The Bass Formation is the lowest formation of the Grand Canyon Supergroup, resting on top of the Vishnu Complex and below the Hakatai Shale. It forms layered, stair-stepped cliffs and slopes. The easiest way to identify the Bass Formation, at least for me, is in relationship to the Vishnu and Hakatai. Wherever you see layers beginning to appear on top of the Vishnu, which is unlayered, you are looking at the Bass Formation. And when you see stair-stepped layers beginning to appear beneath the bright red-orange, gentler slopes of the Hakatai, you are entering the Bass.
Few stretches of trail within the Grand Canyon spend much time in the Bass, usually just in quick transit between the Vishnu and Hakatai. The Tonto Trail, near its eastern end, does dip into it for about a mile beginning here, in Mineral Canyon. The Tonto Trail begins at river level at Hance Rapids, and then follows a platform of Hakatai Shale gradually upward for 4 miles to reach its usual place on the Tonto Platform. In Mineral Canyon, though, the trail drops down to cross the wash at the bottom of the canyon, and that drop brings you down into the Bass Formation for a time.
Some years ago the Bass Formation had its name changed from its original name of Bass Limestone. In Mineral Canyon you can clearly see why. There are lots of different kinds of rocks in the layers that make up the Bass, not just limestone. As you descend down to the wash on the eastern side of Mineral Canyon you pass through a thick layer of loose rocks and cobblestones, called the Hotauta Comglomerate, that could not look any less like limestone. Some ancient river system ground down, polished, and deposited those cobblestones as just one of the many layers in the Bass Formation some 1.2 billion years ago.
Here is an example, on the North Kaibab Trail, of the Bass Formation dramatically changing the lay of the land. When you head up the North Kaibab Trail from Phantom Ranch, you are in what is called the Box for four miles. The Box is a narrow canyon cut by Bright Angel Creek through the hard, resistant Vishnu basement rocks. Near the end of the Box, you see some layered rocks beginning to appear high up in the walls of the inner canyon, which are in the Bass Formation. As you climb up, at this spot, through the Bass Formation, the inner canyon immediately begins to spread out from the narrow confines of the Box, and soon spreads out even further in the Hakatai.

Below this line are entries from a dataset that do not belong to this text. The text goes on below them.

PR #906, opened 2025-10-29
Refactoring IQTree creation and transformation

kontchakov:
This PR reviews and refactors a large number of classes where IQTrees are created and manipulated. The main purpose is to reduce code duplication and make code more transparent by abstracting away typical steps into new methods in `IQTreeTools` and related classes.

- `IQTreeTools` contains helper methods that wrap up short sequences of `IntermediateQueryFactory` calls into a single step (e.g., `createOptionalOrderByNode`, `createOptionalInnerJoinTree` etc.) These calls are also supported by `UnaryIQTreeBuilder`, which allows one to deal with optional unary nodes. This reduces the need for branching in the code that constructs instances of `IQTree`.
- `UnaryIQTreeTools.UnaryIQTreeDecomposition`, `NaryIQTreeTools.UnionDecomposition`, `NaryIQTreeTools.InnerJoinDecomposition` and `BinaryNonCommutativeIQTreeTools.LeftJoinDecomposition` are useful for decomposing instances of `IQTree` without two-step casts of the node and the subtree (using `static` imports for these decomposition classes is advisable). These classes also contain some utility methods, for example, for identifying co-occurring variables.
- The `IQTreeVisitor` hierarchy has been reshaped and simplified. Most visitors are now subclasses of `DefaultRecursiveIQTreeVisitingTransformer`, which processes the `IQTree` recursively. Also, almost all visitors now are turned into `private` inner classes to avoid excessively deep hierarchies with unclear behaviour. Thus, such visitors can be re-implemented with `instanceof` later (if needed to make code clearer). Note that visitors are typically not `static` so that they can access variables in the enclosing class. 
- `AbstractIQOptimizer` and `IQTreeVariableGeneratorTransformer` simplify many `IQTree` transformation step by making dependency on `VariableGenerator` clearer.
- `IQTreeVariableGeneratorTransformer` contains `static` methods for constructing more complex `IQTree` transformation steps in a compositional manner by using sequencing and iteration. `DefaultDelegatingIQTreeVariableGeneratorTransformer` can be used to avoid code duplication when composing individual `IQTreeVariableGeneratorTransformer`s and `IQTreeTransformer`s.
- `NormalizationContext` is introduced to implement all the `IQTree` normalisation steps in a uniform way. `NormalizationContext.State` represents a lightweight decomposition of an `IQTree`, which consists of a sequence of unary nodes, followed by the *focus node*(which is typically being normalised). This class also has methods that help implementing fixpoint computations. Note also that dedicated `Normalizer` classes have split form the `QueryNode` classes.  
- `AbstractTermTransformer` contains a single abstract method `replaceFunctionSymbol` that either returns a replacement or the empty `Optional` to indicate that the functional term remains unchanged.
- `DownPropagation` is introduced as an umbrella for the following three operations in `IQTree`: `applyFreshRenaming`, `propagateDownConstraint` and `applyDescendingSubstitution`; the implementation of these operations has been more consistent. Instances of `DownPropagation` are created by `IQTreeTools`. Note that `applyDescendingSubstitutionWithoutOptimization` has been eliminated as its uses were not essential (most occurrences were in fact performing renaming).


binding/rdf4j/src/test/java/it/unibz/inf/ontop/rdf4j/repository/DestinationFullSQLReformulationTest.java
```diff
@@ -73,14 +73,16 @@ public void testQuery() {
 
     /**
      * SPARQL query rejected because it is not strongly typed
+     * It was not normalized fully - 3 consecutive CONSTRUCT
      */
-    @Test(expected = QueryEvaluationException.class)
+    @Test//(expected = QueryEvaluationException.class)
```
bcogrel: The test passes as it takes 10 triples from the Tbox about classes. These are all typed the same way. Raising the limit to 100 000 triggers the exception due to multi-typing

bcogrel (approved):

bcogrel:
Thanks a lot Roman for this important refactoring!

PR #153, opened 2022-07-13
fix: not only x86-64 can run the image

neverchanje:


skyzh:
IIRC we still only have x86 image for singularity-data/risingwave? The arm image is built as risingwave-ARM64-testing manually, and is not part of the CI pipeline.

The lower portion of the Thunder River Trail, as it follows along Tapeats Creek, does spend a fair amount of time in the Bass Formation. Starting at Upper Tapeats Campground, the trail passes through the Shimuno Quartzite, Hakatai Shale, and Bass formation on its way down to the Colorado River. As you head downstream, the formations are tilted upward, and present you with a series of shelfs and cliff faces that you have to pass through. Here we are looking at a cliff face band within the Bass Formation that has emerged from the creek about a half mile upstream. As with each of these bands, the trail, upon reaching the band, follows the platform above the cliff for some time before finding a break, then drops down quickly to reach this spot, back down near the creek.
Here we are further down Thunder River Trail, just above the mouth of Tapeats Creek at the Colorado River. Between the last spot and this, the trail has lurched up and down several more times as it has passed through bands in the Bass Formation, which can be seen clearly from here on the far side of the canyon across the creek. The contact line between the Bass Formation and the Vishnu Complex is quite dramatic here, with the light, layered Bass above and the dark, amorphous Vishnu rocks below.
In most places the layers of the Bass Formation, though tilted, still appear to be straight. But not always. The layers of the Grand Canyon Supergroup, including the Bass, have been twisted and turned by faults for over a billion years. Here, from a spot on the Tonto Trail just east of the South Bass Trail, we are looking down at Wheeler Fold, a stretch of Bass Formation that has been bent nearly 90 degrees in the space of a few hundred yards. Look around at the walls of the inner canyon and you can spot lots of folds like this, though usually not quite this dramatic. But look around in the panorama at the Devil’s Corkscrew on the South Kaibab Trail, and you can see another quick 90 degree fold in the Bass Formation like this, but tilted up instead of down.